• WHAT YOU ARE ASKED TO DO
From the entries below, return every line that includes the word "xclip".

Dataset entries
▼

PR #7081, opened 2026-07-24
feat(ai): support Claude Opus 5 on Bedrock

unexge:
This PR configures Claude Opus 5 to use adaptive thinking as it's required to use and fails on server-side otherwise. It also fixes issue with error messages on Bedrock provider to hide details and show things like:
```
Validation error: 400:
 {"_events":{"close":[null,null],"error":[null,null]},"_readableState":{"highWaterMark":65536,"buffer":[],"bufferIndex":0,"le
 ngth":0,"pipes":[],"awaitDrainWriters":null},"_writableState":{"highWaterMark":65536,"length":0,"corked":0,"writelen":0,"buf
 feredIndex":0,"pendingcb":0},"allowHalfOpen":true,"_eventsCount":11}
```

now it surfaces the underlying error clearly:
```
An error occurred (ValidationException) when calling the Converse operation: The model returned the following errors:
 "thinking.type.enabled" is not supported for this model. Use "thinking.type.adaptive" and "output_config.effort" to control
 thinking behavior.
```

### DIFF
--- a/packages/ai/CHANGELOG.md
+++ b/packages/ai/CHANGELOG.md
@@ -5,6 +5,7 @@
 ### Added
 
 - Added `ANTHROPIC_AUTH_TOKEN` bearer authentication for Anthropic-compatible gateways ([#5871](https://github.com/earendil-works/pi/issues/5871))
+- Added Claude Opus 5 support for Anthropic and Amazon Bedrock with adaptive thinking, inference profiles, prompt caching, and preserved AWS validation messages ([#7081](https://github.com/earendil-works/pi/pull/7081) by [@unexge](https://github.com/unexge)).
 
 ### Changed
 
--- a/packages/ai/scripts/generate-models.ts
+++ b/packages/ai/scripts/generate-models.ts
@@ -292,6 +292,7 @@ const ANT_LING_RING_THINKING_LEVEL_MAP = {
 	xhigh: "xhigh",
 } as const;
 
+const BEDROCK_INFERENCE_PROFILE_ONLY_MODEL_IDS = new Set(["anthropic.claude-opus-5"]);
 const MODELS_DEV_OPENAI_UNSUPPORTED_MODEL_IDS = new Set(["gpt-5.6"]);
 const OPENAI_TOOL_SEARCH_MODEL_IDS = new Set([
 	"gpt-5.4",
@@ -487,6 +488,7 @@ function isAnthropicAdaptiveThinkingModel(modelId: string): boolean {
 		modelId.includes("opus-4-8") ||
 		modelId.includes("opus-4.8") ||
 		modelId.includes("opus-5") ||
+		modelId.includes("opus.5") ||
 		modelId.includes("sonnet-4-6") ||
 		modelId.includes("sonnet-4.6") ||
 		modelId.includes("sonnet-5") ||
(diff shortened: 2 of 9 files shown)


GZGavinZhao:
Thank you for the quick implementation. This works great! Tested on `amazon-bedrock` provider with `global.anthropic.claude-opus-5`.

One small bug: `off` thinking level is a silent no-op on the Bedrock path, so (adaptive) thinking cannot be disabled. I don't know why you would want thinking disabled, but [you can](https://docs.aws.amazon.com/bedrock/latest/userguide/model-card-anthropic-claude-opus-5.html) and the current PR doesn't provide a way to do so.

> **Reasoning:** Supported (adaptive thinking is on by default; can be disabled but effort is capped at high when thinking is disabled)


I gave this behavior to Opus 5 and below is the detailed bug report and recommended solution if you want to read it. You can use it however you want, including ignore it ;)

<details>

Chain (permalinks at 3883892):

1. Opus 5 metadata only merges `xhigh`/`max`, leaving `off` available (contrast `fable-5`, which sets `off: null`): [generate-models.ts#L770-L784](https://github.com/earendil-works/pi/blob/3883892814d9d9de088fed54eb9ae410894b300a/packages/ai/scripts/generate-models.ts#L770-L784) → `off` is offered by [getSupportedThinkingLevels](https://github.com/earendil-works/pi/blob/3883892814d9d9de088fed54eb9ae410894b300a/packages/ai/src/models.ts#L663-L672).
2. `off` becomes `reasoning: undefined`: [agent.ts#L438](https://github.com/earendil-works/pi/blob/3883892814d9d9de088fed54eb9ae410894b300a/packages/agent/src/agent.ts#L438).
3. Bedrock then omits `additionalModelRequestFields` entirely: [bedrock-converse-stream.ts#L1031-L1033](https://github.com/earendil-works/pi/blob/3883892814d9d9de088fed54eb9ae410894b300a/packages/ai/src/api/bedrock-converse-stream.ts#L1031-L1033) (also [streamSimple#L399-L401](https://github.com/earendil-works/pi/blob/3883892814d9d9de088fed54eb9ae410894b300a/packages/ai/src/api/bedrock-converse-stream.ts#L399-L401)).
4. Per [AWS's adaptive thinking docs](https://docs.aws.amazon.com/bedrock/latest/userguide/claude-messages-adaptive-thinking.html), omitting `thinking` selects adaptive thinking ("enable adaptive thinking (the default) or omit the `thinking` parameter entirely"), so `off` gives adaptive thinking at the default `high` effort. Since `display` isn't sent either, it also falls back to `omitted`, so the thinking arrives as an empty-text block plus signature — the UI shows nothing while the tokens are billed.

The `anthropic-messages` path handles this correctly ([anthropic-messages.ts#L1044-L1045](https://github.com/earendil-works/pi/blob/3883892814d9d9de088fed54eb9ae410894b300a/packages/ai/src/api/anthropic-messages.ts#L1044-L1045) sends `thinking: {type: "disabled"}` when `thinkingLevelMap.off !== null`), so this is Bedrock-only. It's pre-existing for the adaptive Bedrock models (4.6/4.7/4.8), but Opus 5 is the first one where the same AWS page documents `"thinking": {"type": "disabled"}` as supported, so `off` is now actually honorable.

Suggested fix: mirror the Anthropic path — when `reasoning` is unset and `model.thinkingLevelMap?.off !== null`, send `thinking: {type: "disabled"}` and no `output_config.effort`. Verified both halves against Bedrock on this branch:

```
{"thinking":{"type":"disabled"}}                                     -> OK thinking=0 sig=0 text=922
{"thinking":{"type":"disabled"},"output_config":{"effort":"xhigh"}}   -> ValidationException: output_config.effort
                                                                        'xhigh' is not supported when thinking is
                                                                        disabled on this model
```

Caveat: that change needs `off: null` added for the adaptive-only Bedrock models first — the same AWS page lists Opus 4.7, Mythos 5, Mythos Preview and Fable 5 as returning 400 for disabled thinking, and only Fable 5 currently has `off: null`.

Unrelated but verified while chasing this: the `xhigh` path itself is correct — `{"thinking":{"type":"adaptive","display":"summarized"},"output_config":{"effort":"xhigh"}}`, matching the doc, and summarized thinking text does come back on Bedrock Converse.

This comment is AI-generated by `pi`.

</details>

PR #7091, opened 2026-07-25
fix(coding-agent): reject overlapping user bash commands

yzhg1983:
## Summary                                                                                                                                      
                                                                                                                                                   
RPC and SDK permit concurrent bash calls, allowing `AgentSession.executeBash()` to be invoked while another user-bash command is active. Because the session stores a single abort controller, an overlapping call can overwrite its cancellation state.                                               
                                                                                                                                                   
Reject overlapping user-bash executions within the same session until the active command settles. This aligns with the existing behavior of interactive mode bash execution handling.                                      
                                                                                                                                                   
## Testing                                                                                                                                      
                                                                                                                                                   
Added a regression test verifying that only the first command starts and the overlapping call rejects.

### DIFF
--- a/packages/coding-agent/src/core/agent-session.ts
+++ b/packages/coding-agent/src/core/agent-session.ts
@@ -2770,6 +2770,10 @@ export class AgentSession {
 		onChunk?: (chunk: string) => void,
 		options?: { excludeFromContext?: boolean; id?: string; operations?: BashOperations },
 	): Promise<BashResult> {
+		if (this._bashAbortController !== undefined) {
+			throw new Error("A user bash command is already running");
+		}
+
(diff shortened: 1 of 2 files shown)


badlogic:
i'd rather allow multiple user bash invocations and fix abort handling.

yzhg1983:
Mario, thanks for the guidance on this fix. I opened a replacement PR accordingly: #7103.                                                       

One additional note: with concurrent bash invocations supported, targeted cancellation could be a useful API addition. Currently, `abortBash()` cancels all active user-bash invocations in the session. Supporting per-invocation cancellation would require broader SDK and RPC API changes, so I think it is better considered separately as a future feature.

PR #7103, opened 2026-07-25
fix(coding-agent): support concurrent user bash cancellation

yzhg1983:
## Summary                                                                                                                                      
                                                                                                                                                   
- Support concurrent user-bash invocations without losing cancellation state.                                                                   
- Keep `isBashRunning` accurate while any invocation is active.                                                                                 
- Make the existing `abortBash()` operation cancel all active user-bash invocations.                                                            
                                                                                                                                                   
## Tests                                                                                                                                        
                                                                                                                                                   
- Added regression coverage proving an older completion does not clear a newer invocation's running state.                                      
- Added regression coverage proving all active user-bash invocations are aborted.

### DIFF
--- a/packages/coding-agent/src/core/agent-session.ts
+++ b/packages/coding-agent/src/core/agent-session.ts
@@ -334,7 +334,7 @@ export class AgentSession {
 	private _retryAttempt = 0;
 
 	// Bash execution state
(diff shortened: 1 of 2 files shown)


badlogic:
cheers!

PR #7106, opened 2026-07-25
fix(coding-agent): exclude directories from resource loader

mrexodia:
This fixes the following warning:

Warning: Could not read /Users/duncan/Projects/AGENTS.md: Error: EISDIR: illegal operation on a directory, read


mrexodia:
🤝

PR #7110, opened 2026-07-25
fix(coding-agent): prevent duplicate messages after startup session switch

yzhg1983:
## Summary                                                                                                                                      
                                                                                                                                                   
Fix user prompts being displayed twice after switching sessions during startup.                                                                 
                                                                                                                                                   
Pi starts the TUI before startup `session_start` handlers have finished. If the user runs `/resume` while a handler is still pending, the startup and replacement rebinds can overlap.                                                                                                      
                                                                                                                                                   
When the startup rebind later finishes, it subscribes to the replacement session a second time. From that point onward, every user prompt is added to the TUI twice, even though it is persisted and processed only once.                                                                      
                                                                                                                                                   
The rebind now captures its original session and stops after extension binding if that session has been replaced.                               
                                                                                                                                                   
Added a deterministic regression test covering the overlapping rebind sequence.                                                                 
                                                                                                                                                   
## Verification                                                                                                                                 
                                                                                                                                                   
- Focused startup and replacement session-rebind regressions

### DIFF
--- a/packages/coding-agent/src/modes/interactive/interactive-mode.ts
+++ b/packages/coding-agent/src/modes/interactive/interactive-mode.ts
@@ -1730,17 +1730,27 @@ export class InteractiveMode {
 	}
 
 	private async rebindCurrentSession(options: { renderBeforeBind?: boolean } = {}): Promise<void> {
+		const session = this.session;
+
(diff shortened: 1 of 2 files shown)


badlogic:
cheers!

Issue #7767, opened 2026-08-07
Mouse-drag selection copy in fullscreen TUI is not support on macOS Terminal.app


mscb402:
### What happened?

In fullscreen TUI mode, selecting text with the mouse and releasing shows the "Copied!" flash in the top-right corner, but the text is **not** actually written to the system clipboard when running inside the built-in macOS Terminal.app.

## Environment

- pi version: 0.84.1 (pi-tui 0.84.1)
- OS: macOS 26.6
- Terminal: Apple Terminal.app (`TERM_PROGRAM=Apple_Terminal`, `TERM=xterm-256color`)
- Mode: fullscreen TUI (`TuiAltScreen`)

### Steps to reproduce

1. Run `pi` in the built-in macOS Terminal.app, switch to fullscreen TUI mode.
2. Click-drag with the mouse to select some text in the chat view, then release.
3. The "Copied!" toast appears in the top-right corner.
4. Paste anywhere — the clipboard still holds the previous content; the selected text is not there.

### Expected behavior

- No terminal capability detection (e.g. checking `TERM_PROGRAM`) is performed before emitting OSC 52.
- `flash("Copied!")` is emitted unconditionally — the UI reports success even when the sequence is silently dropped.
- The built-in macOS Terminal.app **does not support OSC 52** 

### Version

0.84.1

PR #8110, opened 2026-08-14
fix(tui): route selection copy through the host clipboard so "Copied!" is truthful

### LINKED ISSUE #7761: TUI copy shows "Copied!" but clipboard stays empty on VTE terminals (GNOME Terminal)
### What happened?

In TUI mode, double-clicking or drag-selecting text flashes **"Copied!"** but the text is **not** written to the system clipboard. Verified with `wl-paste` — clipboard is unchanged.

Root cause: `copySelectionToClipboard()` in `@earendil-works/pi-tui` (v0.84.1) only writes an **OSC 52** sequence (`ESC]52;c;...`) and unconditionally flashes "Copied!" without verifying success. **VTE-based terminals (GNOME Terminal, Tilix, Terminator) silently ignore OSC 52 clipboard writes**, so the copy silently fails while the UI reports success.

Note: `ctrl+x` ("Copy last assistant message") works fine — it goes through `copyToClipboard()` which uses system tools (`wl-copy`/`xclip`).

### Steps to reproduce

1. GNOME Terminal on Wayland (`wl-clipboard` and `xclip` installed)
2. Run `pi` (TUI mode)
3. Double-click or drag-select any text in the transcript
4. "Copied!" appears
5. Run `wl-paste` — output is empty / unchanged

### Expected behavior

- Selected text should actually land in the system clipboard (e.g. prefer `wl-copy`/`xclip`/`xsel` like `copyToClipboard()` does, with OSC 52 only as a fallback)
- At minimum, don't show "Copied!" when the write failed

### Version

0.84.1

Panoplos:
## Summary

`TuiAltScreen.copySelectionToClipboard()` wrote a bare **OSC 52** sequence to the terminal and flashed **"Copied!"** unconditionally. Terminals that ignore OSC 52 clipboard writes (macOS Terminal.app, VTE-based terminals such as GNOME Terminal/Tilix, and tmux without OSC 52 clipboard passthrough) leave the system clipboard untouched while the toast reports success. This is the symptom reported in #7761 (and #7767, same cause on macOS Terminal.app).

This PR makes the select-to-copy path go through the host application's real clipboard implementation, and only reports success when the copy actually happened.

## Changes

**`packages/tui`** — add an injectable `copySelection` option to `TuiAltScreenOptions`:

```ts
copySelection?: (text: string) => Promise<boolean>;
```

- `copySelectionToClipboard()` is now `async`. When a handler is provided it is awaited; the toast flashes `"Copied!"` only if the handler returned `true`, and `"Copy failed"` otherwise.
- When no handler is provided, behavior is unchanged (existing OSC 52 write + `"Copied!"`), so the change is backward compatible for other `pi-tui` consumers.

**`packages/coding-agent`** — `createInteractiveTui` now injects a handler backed by `copyToClipboard()` (native clipboard addon, then `pbcopy` / `wl-copy` / `xclip` / `xsel`, with OSC 52 as a last resort for remote sessions). This is the same verified-success path the `/copy` command already used.

**Tests** — added two cases in `tui-alt-screen.test.ts` covering the injected-handler success and failure flash behavior, asserting no OSC 52 is emitted when a handler is provided.

## Why an injection point rather than importing the app's clipboard into pi-tui

`pi-tui` is a renderer/library and shouldn't depend on the coding-agent's platform clipboard logic; keeping the native clipboard code in the app (where `/copy` already owned it) avoids duplicating it and lets other `pi-tui` consumers plug in their own implementation.

## Testing

- `packages/tui`: `tsgo -p tsconfig.build.json` clean; tui suite passes including the 2 new tests.
- `packages/coding-agent`: `tsgo -p tsconfig.build.json` clean.

> This is a new PR (replacing the earlier auto-closed #7972) opened after maintainer `lgtm`. This branch is a fresh commit introducing the fix on current `main` (one commit + one merge), without the earlier unrelated WIP work.

Closes #7761


badlogic:
cheers

PR #8112, opened 2026-08-14
fix(coding-agent): realpath extension entries before jiti import (closes #8092)

### LINKED ISSUE #8092: Extension loader fails to resolve declared dependencies of extensions installed with pnpm (jiti + isolated node_modules layout)
## What happened?

Context: I had my extensions configs with git installs, but since I set up [semver-calver-release](https://github.com/cad0p/semver-calver-release) I now have npm `@next` tags releases for each commit on main, so I tried porting my `settings.json` setup to npm installs, to more closely match what another user of my pi extensions would have in their setup. The following is what I discovered

---

pi fails to load extensions installed from npm when pnpm is configured as `npmCommand` in pi's settings (pi's managed install then uses pnpm's default isolated node_modules layout). Two real cases:

1. **`@cad0p/pi-napkin`** (pi extension) imports `@cad0p/napkin` — declared in its [`package.json`](https://github.com/cad0p/pi-napkin/blob/main/package.json#L74) `dependencies`. `@cad0p/napkin` is a plain TypeScript Node package (CLI library), not a pi extension. Boot fails:

   ```
   Failed to load extension: Cannot find module '@cad0p/napkin'
   Require stack:
   - .../node_modules/@cad0p/pi-napkin/extensions/napkin-context/index.ts
   ```

2. **`@cad0p/pi-steering`** (pi extension) imports `@cad0p/unbash-walker` — also declared in [`package.json`](https://github.com/cad0p/pi-steering/blob/main/package.json#L76) `dependencies`, a plain JavaScript package (`dist/index.js`). Same error: `Cannot find module '@cad0p/unbash-walker'`.

Both dependencies are declared correctly, and plain Node resolves them; pi's loader doesn't. The failure is layout-dependent, not package-dependent: it reproduces with any unrelated pair (`debug` → `ms` in the repro below). It's a three-way interaction:

1. **pnpm isolated layout**: `node_modules/<pkg>` is a symlink into `.pnpm/<pkg>@<ver>/node_modules/<pkg>`, and transitive deps exist only as siblings inside that store dir — not in the root `node_modules`.
2. **jiti's resolver doesn't realpath** the entry module before resolving its imports. Node's native loader does, which is why the same file resolves under plain Node.
3. **pi passes the symlink path as-is** to `jiti.import()` in `loadExtensionModule` (`packages/coding-agent/src/core/extensions/loader.ts`).

jiti's upward traversal walks the symlink path, misses the store-only sibling, and fails. The failing step is specifier resolution from the *entry's* location — the dependency's own language is irrelevant (case 2's dep is plain JS and fails identically). Affected are entries jiti transpiles itself: TypeScript, and JavaScript with ESM syntax. Entries jiti delegates to Node's native loader (`.cjs`, `.mjs`) get realpath'd and work — which is why pi extensions, whose entries are `.ts` or ESM `.js`, always hit this. A consumer-side workaround exists (`publicHoistPattern` in the managed `pnpm-workspace.yaml`) but is package-manager-specific, only covers the listed packages, and every consumer must configure it.

## Steps to reproduce

```bash
mkdir -p /tmp/pi-repro && cd /tmp/pi-repro
echo '{"name":"t","private":true}' > package.json
pnpm add debug@4.4.1 jiti@2.7.0
printf 'import ms from "ms";\nexport default { found: typeof ms };\n' > node_modules/debug/probe.ts
```

Now load `node_modules/debug/probe.ts` with jiti the way pi does (pi 0.84.1 bundles jiti 2.7.0):

```js
import { createJiti } from "jiti/static";
const jiti = createJiti(import.meta.url, { moduleCache: false });
await jiti.import("./node_modules/debug/probe.ts", { default: true });
// -> Cannot find module 'ms'
// -> importing the realpath (node_modules/.pnpm/debug@4.4.1/node_modules/debug/probe.ts) works
```

Real-world case: `pi install npm:@cad0p/pi-napkin@next` with pnpm as `npmCommand`, start pi → the boot error above.

## Expected behavior

Declared dependencies of installed extension packages resolve regardless of the package manager's layout — the same way Node's native loader resolves them.

## Version

0.84.1 (Node dist)

## Suggested fix

Realpath the entry once at the load boundary in `loadExtensionModule` (`packages/coding-agent/src/core/extensions/loader.ts`) — one line using `canonicalizePath` (already exported from `utils/paths.ts`, realpath with fallback):

```diff
- const module = await jiti.import(extensionPath, { default: true });
+ const module = await jiti.import(canonicalizePath(extensionPath), { default: true });
```

(plus `canonicalizePath` in the existing `resolvePath` import from `../../utils/paths.ts`). I can open a PR.

cad0p:
Closes #8092.

Extension entries are realpath'd before being handed to jiti. pnpm's isolated layout symlinks `node_modules/<pkg>` into `.pnpm/<pkg>@<ver>/node_modules/<pkg>`, and jiti's resolver (unlike Node's native loader) doesn't realpath the entry before resolving its imports — so upward traversal from the symlink path misses declared dependencies that only exist as store siblings, and loading fails with `Cannot find module '<dep>'`. Realpath'ing the entry once at the load boundary makes resolution start inside the store, where pnpm links all declared deps.

Verified: the regression test builds a fake pnpm isolated layout (symlinked entry + store-only sibling dep) and fails without the change (`Cannot find module '@test/dep'`), passes with it. `npm run check` is clean.

Note: this PR text was drafted with an AI assistant and reviewed/approved by me before filing. The analysis and the linked change are mine and I stand behind them.

### DIFF
--- a/packages/coding-agent/src/core/extensions/loader.ts
+++ b/packages/coding-agent/src/core/extensions/loader.ts
@@ -452,11 +452,6 @@ async function loadExtensionModule(extensionPath: string, cacheToken?: Extension
 				: { alias: getAliases() }),
 	});
 
-	// Realpath the entry before handing it to jiti: pnpm's isolated layout
-	// symlinks node_modules/<pkg> into .pnpm/<pkg>@<ver>/node_modules/<pkg>,
-	// and jiti's resolver (unlike Node's native loader) doesn't realpath
-	// before resolving imports, so upward traversal from the symlink path
-	// misses declared deps that only exist as store siblings. See #8092.
 	const module = await jiti.import(canonicalizePath(extensionPath), { default: true });
 	const factory = module as ExtensionFactory;
 	if (typeof factory !== "function") {
--- a/packages/coding-agent/src/core/extensions/loader.ts
+++ b/packages/coding-agent/src/core/extensions/loader.ts
@@ -25,7 +25,7 @@ import { CONFIG_DIR_NAME, getAgentDir, isBunBinary } from "../../config.ts";
 // NOTE: This import works because loader.ts exports are NOT re-exported from index.ts,
 // avoiding a circular dependency. Extensions can import from @earendil-works/pi-coding-agent.
 import * as _bundledPiCodingAgent from "../../index.ts";
-import { resolvePath } from "../../utils/paths.ts";
+import { canonicalizePath, resolvePath } from "../../utils/paths.ts";
 import { createEventBus, type EventBus } from "../event-bus.ts";
 import type { ExecOptions } from "../exec.ts";
 import { execCommand } from "../exec.ts";
@@ -452,7 +452,12 @@ async function loadExtensionModule(extensionPath: string, cacheToken?: Extension
 				: { alias: getAliases() }),
 	});
 
-	const module = await jiti.import(extensionPath, { default: true });
+	// Realpath the entry before handing it to jiti: pnpm's isolated layout
+	// symlinks node_modules/<pkg> into .pnpm/<pkg>@<ver>/node_modules/<pkg>,
+	// and jiti's resolver (unlike Node's native loader) doesn't realpath
+	// before resolving imports, so upward traversal from the symlink path
+	// misses declared deps that only exist as store siblings. See #8092.
+	const module = await jiti.import(canonicalizePath(extensionPath), { default: true });
 	const factory = module as ExtensionFactory;
 	if (typeof factory !== "function") {
 		return undefined;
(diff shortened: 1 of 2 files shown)


tifandotme:
Need this merged to use Bun's isolated install in `.pi/npm/`

cad0p:
Hi Mario @badlogic , you approved this issue 3 weeks ago in https://github.com/earendil-works/pi/issues/8092#issuecomment-5291862493, are there plans to merge this? thanks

▲

• TASK ANSWER
Note: `ctrl+x` ("Copy last assistant message") works fine — it goes through `copyToClipboard()` which uses system tools (`wl-copy`/`xclip`).
1. GNOME Terminal on Wayland (`wl-clipboard` and `xclip` installed)
- Selected text should actually land in the system clipboard (e.g. prefer `wl-copy`/`xclip`/`xsel` like `copyToClipboard()` does, with OSC 52 only as a fallback)
**`packages/coding-agent`** — `createInteractiveTui` now injects a handler backed by `copyToClipboard()` (native clipboard addon, then `pbcopy` / `wl-copy` / `xclip` / `xsel`, with OSC 52 as a last resort for remote sessions). This is the same verified-success path the `/copy` command already used.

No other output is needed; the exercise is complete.